Work instructions: The number of lines below holding the string "requests" is the only answer wanted.

:: Supplied data

PR #1846, opened 2014-04-17
Don't validate null string addresses.

### LINKED ISSUE #1845: address collection - required when editing a user's profile
You are required to enter an address when editing a user's profile.

User gets "hmmm we couldn't find that address.. Try again". Happens whether you are an admin editing a user account or an auth user editing your own account.

angaither:
Fixes #1845


aaronschachter:
:+1:

PR #1853, opened 2014-04-17
Stubs out support for produceCampaignCache

### LINKED ISSUE #1844: Message Broker add "campaign_create" and "campaign_update"
Message Broker needs the following field values from any new or updated campaign.

The values will be cached by the Message Broker system and used to assemble the daily digest messages that are tailored for each user based on their campaign activity.

Using hook_node_update() a call to `dosomething_mbp_request('produceCampaignCache', $params)` where:

```
$params = array(
  'application_event' => 'create_campaign' OR 'update_campaign',
  'application_id' => 2, (Drupal site)
  'title' => '??',
  'url' => '??',
  'call_to_action_text' => '??',
  'do_it_text' => '??',
  'cover_image_url' => '??',
  'sponsor_image_url' => '??',
  'update_text' => '??',
  'update_date' => '??',
)
```

**Notes**:
- The cover image needs its own image style to meet email image dimension requirements. Investigate if images can be accessed from user email (http) requests off site.

deezone:
Adding in support for campaign creation and update hooks to send requests / details to Message Broker.

Fixes #1844

See:
https://github.com/DoSomething/message_broker_producer/pull/23
https://github.com/DoSomething/message-broker/issues/36


deezone:
@aaronschachter Please review this pull request. I think it's a complete solution that will not require any additional logic in the dosomething code base due to the use of hook_node_insert() and hook_node_update().

lib/modules/dosomething/dosomething_mbp/dosomething_mbp.module
```diff
@@ -14,6 +14,44 @@
  *  Optional keyed array of data to send externally.
  */
 function dosomething_mbp_request($origin, $params = NULL) {
+
+  $productionType = NULL;
```
aaronschachter: minor, but let's stick to Drupal coding standards here, no camelCase. `$production_type`

deezone: Ah, good point. My brain keep flipping between the two standards as I jump between the Drupal side and the OO rabbit code.

lib/modules/dosomething/dosomething_mbp/dosomething_mbp.module
```diff
@@ -14,6 +14,44 @@
...
+/**
+ * Build payload for transactional producer requeusts. Any adjustments to the
+ * data before becoming a payload should be done in this function.
+ *
+ * @param string $origin
+ *  Where the message request came from.
+ * @param array $params
+ *  Optional keyed array of data to send externally.
+ */
+function dosomething_mbp_transactional($origin, $params = NULL) {
```
aaronschachter: This function name is very general, upon first look it suggests it fires a transactional message.  Let's change the name to reflect what you mention in the comments, maybe something like `dosomething_mbp_get_transactional_array()` ?

lib/modules/dosomething/dosomething_mbp/dosomething_mbp.module
```diff
@@ -67,11 +105,95 @@ function dosomething_mbp_request($origin, $params = NULL) {
...
+
+/**
+ * Build payload for campaign cache message requests.
+ *
+ * @param string $origin
+ *  Where the message request came from.
+ * @param array $params
+ *  Optional keyed array of data to send externally.
+ */
+function dosomething_mbp_campaign_cache($origin, $params = NULL) {
```
aaronschachter: Same here.  This function name could provide a bit more clarity.  Perhaps something like  `get_campaign_cache_array()` ?

lib/modules/dosomething/dosomething_mbp/dosomething_mbp.module
```diff
@@ -67,11 +105,95 @@ function dosomething_mbp_request($origin, $params = NULL) {
...
+  return $payload;
+}
+
+/**
+ * Build payload for campaign cache message requests.
+ *
+ * @param string $origin
+ *  Where the message request came from.
+ * @param array $params
+ *  Optional keyed array of data to send externally.
```
aaronschachter: Should also include a `@return array`

lib/modules/dosomething/dosomething_mbp/dosomething_mbp.module
```diff
@@ -14,6 +14,44 @@
...
+
+/**
+ * Build payload for transactional producer requeusts. Any adjustments to the
+ * data before becoming a payload should be done in this function.
+ *
+ * @param string $origin
+ *  Where the message request came from.
+ * @param array $params
+ *  Optional keyed array of data to send externally.
+ */
```
aaronschachter, line 64: Should also include a `@return array`

lib/modules/dosomething/dosomething_mbp/dosomething_mbp.module
```diff
@@ -67,11 +105,95 @@ function dosomething_mbp_request($origin, $params = NULL) {
...
   }
-  catch (Exception $e){
-    watchdog('dosomething_mbp', $e, array(), WATCHDOG_ERROR);
-    return FALSE;
+
+  return $payload;
+}
+
+/*
+ * Impliments hook_node_insert()
```
aaronschachter: Spelling.  Coding standards also specify that a period should be at the end of the comment, `e.g. Implements hook_node_insert().`

lib/modules/dosomething/dosomething_mbp/dosomething_mbp.module
```diff
@@ -67,11 +105,95 @@ function dosomething_mbp_request($origin, $params = NULL) {
...
+
+/*
+ * Collects and format values from $node submission and populates $params.
+ *
+ * @param string $action
+ *  Type of mbp requet
+ * @param object $node
+ *  Submitted values for campaign
+ */
+function dosomething_mbp_collect_params($action, $node) {
```
aaronschachter: Same here, this function is doing more than just collecting params, its doing that but also sending a MBP request (which I wouldn't have guessed by the function name).  Perhaps this is something like `dosomething_mbp_campaign_request($action, $node)` ?  Or `set_mbp_campaign_cache` ?  Maybe we should chat in person.. i could see a similar function being used for other node types as well (mainly SMS Game, for example.. if we ever added transactional emails)

lib/modules/dosomething/dosomething_mbp/dosomething_mbp.module
```diff
@@ -67,11 +105,95 @@ function dosomething_mbp_request($origin, $params = NULL) {
...
+ */
+function dosomething_mbp_node_update($node) {
+  dosomething_mbp_collect_params('update_campaign', $node);
+}
+
+/*
+ * Collects and format values from $node submission and populates $params.
+ *
+ * @param string $action
+ *  Type of mbp requet
```
aaronschachter: Minor, but spelling.

lib/modules/dosomething/dosomething_mbp/dosomething_mbp.module
```diff
@@ -67,11 +105,95 @@ function dosomething_mbp_request($origin, $params = NULL) {
...
+ *
+ * @param object $node
+ *  Submitted values for campaign
+ */
+function dosomething_mbp_node_insert($node) {
+  dosomething_mbp_collect_params('create_campaign', $node);
+}
+
+/*
+ * Impliments hook_node_update()
```
aaronschachter: Same.

deezone:
@aaronschachter One last review please.

lib/modules/dosomething/dosomething_mbp/dosomething_mbp.module
```diff
@@ -5,15 +5,62 @@
...
+  }
+
+}
+
+/**
+ * Build payload for transactional producer requests.
+ *
+ * NOTE:
+ * Any adjustments to the data before becoming a payload should be done in
+ * this function.
```
aaronschachter, line 54: very nice

lib/modules/dosomething/dosomething_mbp/dosomething_mbp.module
```diff
@@ -65,13 +115,103 @@ function dosomething_mbp_request($origin, $params = NULL) {
...
+
+/*
+ * Collects and format values from $node submission and populates $params.
+ *
+ * @param string $action
+ *   Type of mbp request
+ * @param object $node
+ *   Submitted values for campaign
+ */
+function dosomething_mbp_collect_params($action, $node) {
```
aaronschachter: We should call this function something like `dosomething_mbp_campaign_request` and do the node type check from within inside the `hook_node_[op]` functions.  The function name `collect_params` doesn't suggest its actually sending a request.

Keeping the campaign specific code into one function will prevent this function from becoming a gigantic switch / conditional for the different node types.

lib/modules/dosomething/dosomething_mbp/dosomething_mbp.module
```diff
@@ -65,13 +115,103 @@ function dosomething_mbp_request($origin, $params = NULL) {
...
+ * Implements hook_node_update().
+ *
+ * Respond to the update of campaign nodes to produce Message Broker entries
+ * in the directCacheExchange.
+ *
+ * @param object $node
+ *  Submitted values for campaign
+ */
+function dosomething_mbp_node_update($node) {
+  dosomething_mbp_collect_params('update_campaign', $node);
```
aaronschachter: Per  comment below:

```
if ($node->type == 'campaign') {
  dosomething_mbp_campaign_request('update_campaign', $node);
}
```

deezone:
@aaronschachter Looks like this pull request has become a little old and nasty with other changes in the code base getting pulled in. I assume it would be better to toss this request and open a fresh one?

aaronschachter:
Hmm yikes.  As long as the commits that are not yours have the same hashes, it should be ok.  I suppose it depends on how much work it would be to create a fresh one.  If not, then that's definitely cleaner...

PR #1856, opened 2014-04-18
Revert epic fail code

aaronschachter:
Thanks to @angaither -- This is what we're testing, seems to hotfix #1840 for reals.


angaither:
SAME TIME STUFF.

::::

Task output: 5